#### Data records ####
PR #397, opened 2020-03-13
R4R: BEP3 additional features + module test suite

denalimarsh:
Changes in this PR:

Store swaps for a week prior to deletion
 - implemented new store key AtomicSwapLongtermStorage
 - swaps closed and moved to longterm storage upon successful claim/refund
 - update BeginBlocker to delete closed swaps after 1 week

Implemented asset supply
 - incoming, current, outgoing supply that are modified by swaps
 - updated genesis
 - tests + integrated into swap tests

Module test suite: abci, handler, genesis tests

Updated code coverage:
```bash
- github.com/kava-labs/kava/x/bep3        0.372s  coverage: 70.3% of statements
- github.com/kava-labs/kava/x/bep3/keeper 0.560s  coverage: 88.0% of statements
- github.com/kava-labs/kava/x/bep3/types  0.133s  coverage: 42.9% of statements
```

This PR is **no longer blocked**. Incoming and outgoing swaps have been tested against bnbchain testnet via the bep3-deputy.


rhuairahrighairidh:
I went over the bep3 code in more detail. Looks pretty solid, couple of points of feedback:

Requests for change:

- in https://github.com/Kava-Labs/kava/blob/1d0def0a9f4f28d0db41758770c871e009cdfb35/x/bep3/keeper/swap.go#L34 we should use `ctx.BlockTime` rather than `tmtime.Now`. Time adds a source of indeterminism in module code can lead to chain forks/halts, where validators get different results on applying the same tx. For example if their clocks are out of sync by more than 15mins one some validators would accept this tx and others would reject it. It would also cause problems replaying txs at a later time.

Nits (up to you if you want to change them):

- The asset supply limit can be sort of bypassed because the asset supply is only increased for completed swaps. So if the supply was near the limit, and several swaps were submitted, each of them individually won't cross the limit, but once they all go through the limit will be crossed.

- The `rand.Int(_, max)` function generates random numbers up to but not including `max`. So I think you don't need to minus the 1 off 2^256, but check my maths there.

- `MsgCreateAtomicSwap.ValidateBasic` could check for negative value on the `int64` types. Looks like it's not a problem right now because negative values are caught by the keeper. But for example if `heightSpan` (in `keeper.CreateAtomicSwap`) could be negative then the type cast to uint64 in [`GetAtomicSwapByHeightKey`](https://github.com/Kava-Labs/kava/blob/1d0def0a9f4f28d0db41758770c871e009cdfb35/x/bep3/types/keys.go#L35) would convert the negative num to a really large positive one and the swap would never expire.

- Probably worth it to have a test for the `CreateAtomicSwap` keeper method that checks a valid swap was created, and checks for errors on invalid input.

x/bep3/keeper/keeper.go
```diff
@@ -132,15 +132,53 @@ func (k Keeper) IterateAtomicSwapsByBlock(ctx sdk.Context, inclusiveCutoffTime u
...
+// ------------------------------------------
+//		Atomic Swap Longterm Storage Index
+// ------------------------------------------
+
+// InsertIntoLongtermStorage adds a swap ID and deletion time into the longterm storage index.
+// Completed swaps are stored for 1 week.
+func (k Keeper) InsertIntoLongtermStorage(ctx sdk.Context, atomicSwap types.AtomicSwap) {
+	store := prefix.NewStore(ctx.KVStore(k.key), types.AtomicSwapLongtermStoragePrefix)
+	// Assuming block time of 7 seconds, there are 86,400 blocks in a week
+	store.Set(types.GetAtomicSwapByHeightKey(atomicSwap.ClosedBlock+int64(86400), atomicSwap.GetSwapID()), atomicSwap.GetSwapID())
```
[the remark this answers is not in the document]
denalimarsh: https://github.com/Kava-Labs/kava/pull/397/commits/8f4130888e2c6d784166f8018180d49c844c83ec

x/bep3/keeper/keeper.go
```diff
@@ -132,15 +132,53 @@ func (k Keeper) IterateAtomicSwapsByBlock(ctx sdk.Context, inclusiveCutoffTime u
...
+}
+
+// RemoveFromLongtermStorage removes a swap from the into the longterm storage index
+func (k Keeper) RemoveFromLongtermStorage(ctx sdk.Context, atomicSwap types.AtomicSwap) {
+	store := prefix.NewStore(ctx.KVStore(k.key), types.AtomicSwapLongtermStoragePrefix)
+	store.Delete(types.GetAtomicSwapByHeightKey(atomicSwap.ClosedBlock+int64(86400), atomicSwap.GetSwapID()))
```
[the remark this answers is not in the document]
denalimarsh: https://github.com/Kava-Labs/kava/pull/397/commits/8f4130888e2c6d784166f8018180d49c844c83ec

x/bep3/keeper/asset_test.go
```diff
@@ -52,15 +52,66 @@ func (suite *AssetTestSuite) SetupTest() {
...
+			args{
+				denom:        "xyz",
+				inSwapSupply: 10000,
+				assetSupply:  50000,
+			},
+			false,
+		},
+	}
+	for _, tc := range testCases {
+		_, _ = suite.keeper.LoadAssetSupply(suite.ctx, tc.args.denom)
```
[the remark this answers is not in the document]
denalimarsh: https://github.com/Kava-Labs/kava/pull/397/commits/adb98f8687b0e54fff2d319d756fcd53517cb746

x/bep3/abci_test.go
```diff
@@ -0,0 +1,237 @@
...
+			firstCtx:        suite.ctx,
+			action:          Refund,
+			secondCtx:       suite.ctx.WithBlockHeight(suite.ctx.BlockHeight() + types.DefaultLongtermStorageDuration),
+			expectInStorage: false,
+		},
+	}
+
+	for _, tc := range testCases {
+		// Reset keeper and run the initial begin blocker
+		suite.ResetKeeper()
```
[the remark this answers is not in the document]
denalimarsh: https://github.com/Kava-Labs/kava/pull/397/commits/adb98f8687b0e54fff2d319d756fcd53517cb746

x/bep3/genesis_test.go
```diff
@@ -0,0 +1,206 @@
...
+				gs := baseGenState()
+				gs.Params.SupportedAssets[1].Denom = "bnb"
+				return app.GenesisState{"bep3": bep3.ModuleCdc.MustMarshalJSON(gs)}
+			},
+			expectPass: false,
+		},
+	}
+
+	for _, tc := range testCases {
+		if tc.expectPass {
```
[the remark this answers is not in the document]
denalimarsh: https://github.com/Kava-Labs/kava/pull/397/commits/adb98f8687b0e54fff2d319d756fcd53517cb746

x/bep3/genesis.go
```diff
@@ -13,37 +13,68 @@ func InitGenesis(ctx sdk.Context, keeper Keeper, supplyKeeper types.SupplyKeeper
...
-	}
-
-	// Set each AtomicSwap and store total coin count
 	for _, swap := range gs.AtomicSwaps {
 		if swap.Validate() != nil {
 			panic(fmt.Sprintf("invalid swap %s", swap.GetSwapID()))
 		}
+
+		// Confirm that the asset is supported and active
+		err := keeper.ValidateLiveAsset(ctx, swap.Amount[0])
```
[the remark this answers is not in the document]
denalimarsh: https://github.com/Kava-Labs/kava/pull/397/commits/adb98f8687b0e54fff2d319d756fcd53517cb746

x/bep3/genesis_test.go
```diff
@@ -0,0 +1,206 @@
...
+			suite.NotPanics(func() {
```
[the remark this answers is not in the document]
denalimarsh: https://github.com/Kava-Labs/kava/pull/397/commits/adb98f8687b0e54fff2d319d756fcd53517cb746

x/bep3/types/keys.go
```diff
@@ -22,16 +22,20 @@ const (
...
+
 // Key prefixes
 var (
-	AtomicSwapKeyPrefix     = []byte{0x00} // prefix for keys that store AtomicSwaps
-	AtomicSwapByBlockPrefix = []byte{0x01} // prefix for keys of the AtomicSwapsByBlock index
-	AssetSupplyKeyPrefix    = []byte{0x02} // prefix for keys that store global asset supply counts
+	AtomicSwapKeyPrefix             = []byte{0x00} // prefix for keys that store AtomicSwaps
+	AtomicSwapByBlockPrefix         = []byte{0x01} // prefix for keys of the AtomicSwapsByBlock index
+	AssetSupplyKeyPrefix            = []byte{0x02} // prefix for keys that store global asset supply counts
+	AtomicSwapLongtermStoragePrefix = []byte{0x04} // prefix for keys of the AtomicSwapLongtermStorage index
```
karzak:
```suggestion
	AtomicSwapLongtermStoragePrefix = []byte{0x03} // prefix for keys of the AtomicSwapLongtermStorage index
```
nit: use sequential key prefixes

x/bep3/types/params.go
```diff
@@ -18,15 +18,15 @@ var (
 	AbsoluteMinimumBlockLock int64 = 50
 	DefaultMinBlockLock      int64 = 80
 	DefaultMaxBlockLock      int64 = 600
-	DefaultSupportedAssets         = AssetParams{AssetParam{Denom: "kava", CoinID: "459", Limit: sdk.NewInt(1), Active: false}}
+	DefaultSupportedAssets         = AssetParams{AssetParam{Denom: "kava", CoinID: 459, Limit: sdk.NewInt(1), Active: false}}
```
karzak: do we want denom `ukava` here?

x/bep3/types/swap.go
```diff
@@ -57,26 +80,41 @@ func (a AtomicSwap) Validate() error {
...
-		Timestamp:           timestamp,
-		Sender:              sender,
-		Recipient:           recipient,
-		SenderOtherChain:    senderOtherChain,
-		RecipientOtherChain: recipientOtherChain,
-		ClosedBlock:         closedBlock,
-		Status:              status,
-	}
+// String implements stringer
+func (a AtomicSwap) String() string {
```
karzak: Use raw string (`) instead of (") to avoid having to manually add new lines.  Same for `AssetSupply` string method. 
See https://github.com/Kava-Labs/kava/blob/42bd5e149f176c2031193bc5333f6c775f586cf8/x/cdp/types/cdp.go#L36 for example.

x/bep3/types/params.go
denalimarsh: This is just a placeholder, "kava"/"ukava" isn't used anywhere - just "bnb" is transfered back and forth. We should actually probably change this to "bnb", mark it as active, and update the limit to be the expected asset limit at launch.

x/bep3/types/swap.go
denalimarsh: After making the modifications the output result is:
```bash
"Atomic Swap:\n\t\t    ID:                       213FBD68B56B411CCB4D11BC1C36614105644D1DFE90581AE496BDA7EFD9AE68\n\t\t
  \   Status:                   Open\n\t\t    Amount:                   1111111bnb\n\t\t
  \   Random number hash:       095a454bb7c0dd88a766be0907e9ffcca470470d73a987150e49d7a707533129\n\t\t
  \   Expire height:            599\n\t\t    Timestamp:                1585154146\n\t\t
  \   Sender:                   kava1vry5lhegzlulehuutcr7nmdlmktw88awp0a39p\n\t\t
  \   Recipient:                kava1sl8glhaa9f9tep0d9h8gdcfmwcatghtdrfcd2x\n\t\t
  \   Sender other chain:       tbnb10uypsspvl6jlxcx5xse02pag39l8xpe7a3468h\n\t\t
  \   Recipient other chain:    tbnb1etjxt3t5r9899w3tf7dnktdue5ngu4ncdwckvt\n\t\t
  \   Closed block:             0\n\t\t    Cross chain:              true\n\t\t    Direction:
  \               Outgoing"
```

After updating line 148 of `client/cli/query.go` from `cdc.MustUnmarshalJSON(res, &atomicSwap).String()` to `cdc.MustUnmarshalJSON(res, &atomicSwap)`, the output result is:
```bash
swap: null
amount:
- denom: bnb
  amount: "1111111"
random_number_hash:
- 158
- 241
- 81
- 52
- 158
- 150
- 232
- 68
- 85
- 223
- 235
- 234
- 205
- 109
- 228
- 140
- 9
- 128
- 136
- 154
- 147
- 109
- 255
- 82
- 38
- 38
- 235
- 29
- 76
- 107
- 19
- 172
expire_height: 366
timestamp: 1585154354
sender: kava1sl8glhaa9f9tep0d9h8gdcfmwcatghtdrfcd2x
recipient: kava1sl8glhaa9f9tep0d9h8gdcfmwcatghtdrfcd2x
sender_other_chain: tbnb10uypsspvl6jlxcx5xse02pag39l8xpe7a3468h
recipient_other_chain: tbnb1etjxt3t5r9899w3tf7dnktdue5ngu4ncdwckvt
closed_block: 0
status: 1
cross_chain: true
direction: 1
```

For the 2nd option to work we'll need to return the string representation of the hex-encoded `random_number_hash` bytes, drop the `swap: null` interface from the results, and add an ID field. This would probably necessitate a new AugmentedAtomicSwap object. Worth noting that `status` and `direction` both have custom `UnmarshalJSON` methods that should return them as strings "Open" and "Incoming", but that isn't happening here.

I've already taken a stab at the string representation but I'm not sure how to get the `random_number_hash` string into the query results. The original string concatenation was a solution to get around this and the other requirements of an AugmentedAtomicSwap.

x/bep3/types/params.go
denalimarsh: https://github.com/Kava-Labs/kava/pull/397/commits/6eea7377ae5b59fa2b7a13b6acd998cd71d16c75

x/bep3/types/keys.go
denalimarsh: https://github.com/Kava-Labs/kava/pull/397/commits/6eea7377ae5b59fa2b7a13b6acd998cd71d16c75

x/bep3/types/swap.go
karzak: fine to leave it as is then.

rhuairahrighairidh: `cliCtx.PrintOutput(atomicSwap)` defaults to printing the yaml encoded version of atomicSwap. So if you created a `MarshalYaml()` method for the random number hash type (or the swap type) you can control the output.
####
#### Data records ####
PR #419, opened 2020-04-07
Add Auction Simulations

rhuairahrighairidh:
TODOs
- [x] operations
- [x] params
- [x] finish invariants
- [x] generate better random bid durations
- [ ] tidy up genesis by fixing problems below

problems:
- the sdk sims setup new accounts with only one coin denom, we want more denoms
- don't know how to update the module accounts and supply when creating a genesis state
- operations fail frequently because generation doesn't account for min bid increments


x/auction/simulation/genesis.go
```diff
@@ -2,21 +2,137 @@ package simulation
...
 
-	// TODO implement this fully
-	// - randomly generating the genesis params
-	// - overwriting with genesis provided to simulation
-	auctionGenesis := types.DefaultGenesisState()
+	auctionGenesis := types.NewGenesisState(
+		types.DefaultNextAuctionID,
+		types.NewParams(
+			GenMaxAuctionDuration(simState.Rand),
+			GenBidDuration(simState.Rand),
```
####
● **What to work on**:
Every line of the material above that includes the string "prefixes" is required.

● **Result**:
 // Key prefixes
nit: use sequential key prefixes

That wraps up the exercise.